Surface plasmons enable the information carried by light waves to be squeezed into tiny volumes dramatically smaller in size than the wavelength of the corresponding coupled photons [15]. This property is being actively studied to achieve next generation intra-chip optical interconnects to overcome the signal propagation delays in presently used copper interconnect technology [16]. Surface plasmons are accompanied by a strong enhancement of the local electric field intensity close to the metal–dielectric interface, and this property is exploited in sensing, imaging and spectroscopy [17,18,19]. Plasmonic metamaterials enable the achievement of near-zero and negative refractive index, which enables the design of superlenses that circumvent the diffraction limit of light as well as cloaking devices and control over spontaneous emission through the Purcell effect [20,21,22,23]. The non-radiative dephasing of plasmons results in the formation of hot electron-hole pairs, which in turn, have been used to enhance the performance of photocatalysts, photovoltaics and photodetectors (Figure 1c) [24,25,26,27,28,29].

The emergence and growth of the field of nanotechnology have been instrumental in the burgeoning of the plasmonics research area. Throughout the 1990s, spherical plasmonic nanoparticles formed the workhorse of most experiments related to plasmonics. Starting from the early 2000s, the availability of a suite of top-down and bottom-up nanofabrication techniques including nanosphere lithography, electron beam lithography, colloidal synthesis, photodeposition, solvothermal synthesis, vacuum deposition followed by spontaneous thermal dewetting, etc. has resulted in a myriad of nanoparticle shapes and sizes [30,31,32,33,34,35,36]. These techniques when used either in isolation or in combination have allowed a remarkable degree of control to be achieved over the shape, size, dispersity, dielectric shell (Figure 1d) and inter-particle distance of plasmonic nanoparticles. Thus, plasmonic nanocubes, nanorods, nanoprisms, nano-stars, nanoshells, nanodisks, etc have come to be nearly as ubiquitous as nanospheres. The optical and electronic properties of plasmonic nanoparticles are determined by their composition, morphologies, the dielectric environment surrounding the nanoparticles, and the nature of the metal–dielectric interface (Figure 1e) [36,37,38,39,40,41,42]. Catalytic properties are determined by the exposed crystal facets as well as the adsorption energy of reactant molecules on the nanoparticle surface [43,44,45]. The availability of a library of structure–property relationships for different values of geometric, structural, compositional and environmental factors is much needed for the rational design of plasmonic devices. Due to the extraordinary variety in possible plasmonic architectures, it is extremely hard to empirically explore the full parameter space associated with plasmonic architectures. Hence, electromagnetic simulations and density functional theory (DFT) modeling are widely used to obtain the properties of interest in lieu of time- and resource-consuming experiments. However, even these computational techniques become too time-consuming or onerous for complex architectures with thousands of atoms. For this reason, machine learning is becoming an increasingly important tool to create libraries of structure–property relationships and uncover hidden relationships between design variables and functional properties.

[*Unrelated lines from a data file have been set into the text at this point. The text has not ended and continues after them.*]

PR #168, opened 2023-07-29
refactor: remove time estimates from MDAWidget

tlambert03:
This PR removes the time estimating functionality from the MDAWidget.  After #157, it became clear that that was a major slowdown.  

https://github.com/pymmcore-plus/useq-schema/pull/117 adds a mechanism to estimate the time of an experiment that is many orders of magnitude faster than the present approach.  Since it will have effectively no overlap with the current code, this PR just deletes that code, and a followup will replace it


tlambert03:
@fdrgsp are you ok with this plan?

fdrgsp (approved):
Good! So in a next PR we will add back `_MDATimeLabel`, all the widgets connection, etc, right?

tlambert03:
> So in a next PR we will add back _MDATimeLabel, all the widgets connection, etc, right?

In some capacity :)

2. Motivation for Using Machine Learning in the Plasmonics Field

The conventional methods used in plasmonic nanostructure characterization and device design, though staying true to the physics, are inevitably inefficient due to the complexity of structures and the numerous iterations to be processed. Discrete time domain simulations such as Finite Difference Time Domain (FDTD) method or Discontinuous Galerkin time-domain method (DGTD) compute each geometrical unit (mesh) based on Maxwell’s equations and the defined ambient conditions. The duration of such simulations largely depends on the structure, boundary conditions, and precision settings (i.e., mesh size) [46]. Thus, it is time- and power-intensive to accurately simulate nanostructures of high complexity for production or research purposes. Moreover, the design process for plasmonic devices of various material compositions and topologies mostly employs trial-and-error iterations to achieve the desired functionality [47], further lengthening the computing time. Apart from simulations, many state-of-the-art spectroscopic and microscopy techniques require a novel data-driven approach to enhance the imaging quality and analyze the result data [48,49]. Design problems involving Maxwell’s equations can also be partially tackled by ML methods developed to solve PDEs, but there is still a lack of an AI-driven method to analytically solve these problems. The urge for a more efficient, intelligent, and reusable solution has given birth to the mounting interest in Machine Learning (ML) research in the context of plasmonic nanostructure characterization, inverse design, and optimization. Researchers in the plasmonics field, however, remain attached to FDTD design methods compared to ML. As of February of 2022, a simple Boolean search in the Web of Science database yielded 946 papers tying FDTD simulation with plasmonics, whilst 17 papers utilized ML methods in plasmonics. This is a significantly large research gap, and one that has the potential of being reduced in the future as more researchers in the physical sciences continue to integrate their research with ML techniques. Hence, this review paper specifically focuses on the extensive applications of ML methodologies in the plasmonics research field thus far in order to provide a perspective on the successes and shortcomings of this novel field of research.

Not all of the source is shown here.